Shannon Woolley of the Department of Biostatistics defends her dissertation on "Tests for Random Signs Censoring in Competing Risks"
Graduate faculty of the University and all other interested parties are invited to attend.
In the setting of competing risks, the marginal survival functions of the latent failure times are nonidentifiable without making further assumptions about the joint distribution, the majority of which are untestable. One exception is the random signs censoring assumption which assumes the main event time is independent of the indicator that the main event preceded the competing event. Few methods exist to formally test this assumption, and none consider a stratified test, which detects whether random signs censoring is met within subgroups of a categorical covariate.
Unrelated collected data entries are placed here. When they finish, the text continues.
PR #1495, opened 2019-06-13
Disable setting default user-agent

### LINKED ISSUE #1479: how to avoid sending user-agent header?
In [unirest](https://github.com/Kong/unirest-nodejs), when I don't specify `user-agent` header, it's just not sent. However `superagent` sends `node-superagent/5.0.2`.

`.set('user-agent', undefined)` fails with `TypeError [ERR_HTTP_INVALID_HEADER_VALUE]: Invalid value "undefined" for header "user-agent"`

`.set('user-agent', '')` sends `{ 'user-agent': '' }`

`.set('user-agent', null)` sends `{ 'user-agent': 'null' }`

apoorv-mishra:
Fixes #1479

### DIFF
--- a/src/node/index.js
+++ b/src/node/index.js
@@ -21,7 +21,6 @@ const semver = require('semver');
 const safeStringify = require('fast-safe-stringify');
 
 const utils = require('../utils');
-const pkg = require('../../package.json');
 const RequestBase = require('../request-base');
 const { unzip } = require('./unzip');
 const Response = require('./response');
@@ -132,14 +131,11 @@ exports.buffer = {};
  * @api private
  */
 function _initHeaders(req) {
-  const ua = `node-superagent/${pkg.version}`;
   req._header = {
     // coerces header names to lowercase
-    'user-agent': ua
   };
   req.header = {
     // preserves header name case
-    'User-Agent': ua
   };
 }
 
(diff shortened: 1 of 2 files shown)


niftylettuce:
Can you please fix the tests @apoorv-mishra?

apoorv-mishra:
> Can you please fix the tests @apoorv-mishra?

@niftylettuce I have a bit of difficulty here. I assumed that we would need to remove tests which test for setting default `user-agent`. Tests for that are in `test/node/user-agent.js`. I removed it and ran `npm run build && npm run lint && make test`. Still tests seem to fail. What should be done here?

apoorv-mishra:
@niftylettuce Updated.

niftylettuce:
I've released this as v5.1.0 to npm, it has a minor version bump because existing users may have issues with the user-agent being stripped in this version.

`npm install superagent@latest`

https://github.com/visionmedia/superagent/releases/tag/v5.1.0

wyardley:
IMHO, this would have been better as a breaking / major change.
Certain sites (GitHub, for example) will reject requests sent without a `User-Agent` header.

comster:
> IMHO, this would have been better as a breaking / major change.
> Certain sites (GitHub, for example) will reject requests sent without a `User-Agent` header.

For instance this does break https://github.com/lambtron/get-stargazers-emails - FWIW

We develop a nonparametric stratified test for random signs censoring that is easy to implement. In addition, it is often of interest to model the effects of several covariates in relation to the cause of interest. Thus, as an extension of the stratified test, we also propose a test for conditional random signs censoring, which allows for the random signs censoring assumption to be met after adjusting for categorical and/or continuous covariates. Through Monte Carlo simulations, we show our proposed test statistics have empirical levels close to the nominal level and maintain adequate power even with relatively small sample sizes and random right censoring. Compared to the standard test, both of our proposed tests have nearly equivalent power under random signs censoring and are superior in situations of stratified or conditional random signs censoring, where the standard test fails to detect random signs censoring within subgroups or after adjusting for covariates, respectively. Their ease of implementation and utility are illustrated through an application to liver transplant data from the United Network for Organ Sharing. Public Health Significance: Clinicians must make decisions affecting patients’ lives using the information available to them. Relying on research results based on models that use unverifiable assumptions can lead to inaccurate conclusions. The methods proposed here offer a solution to allow for more accurate modeling of marginal survival functions with competing risk data. Through use of these new methods, patient outcomes can be improved over time.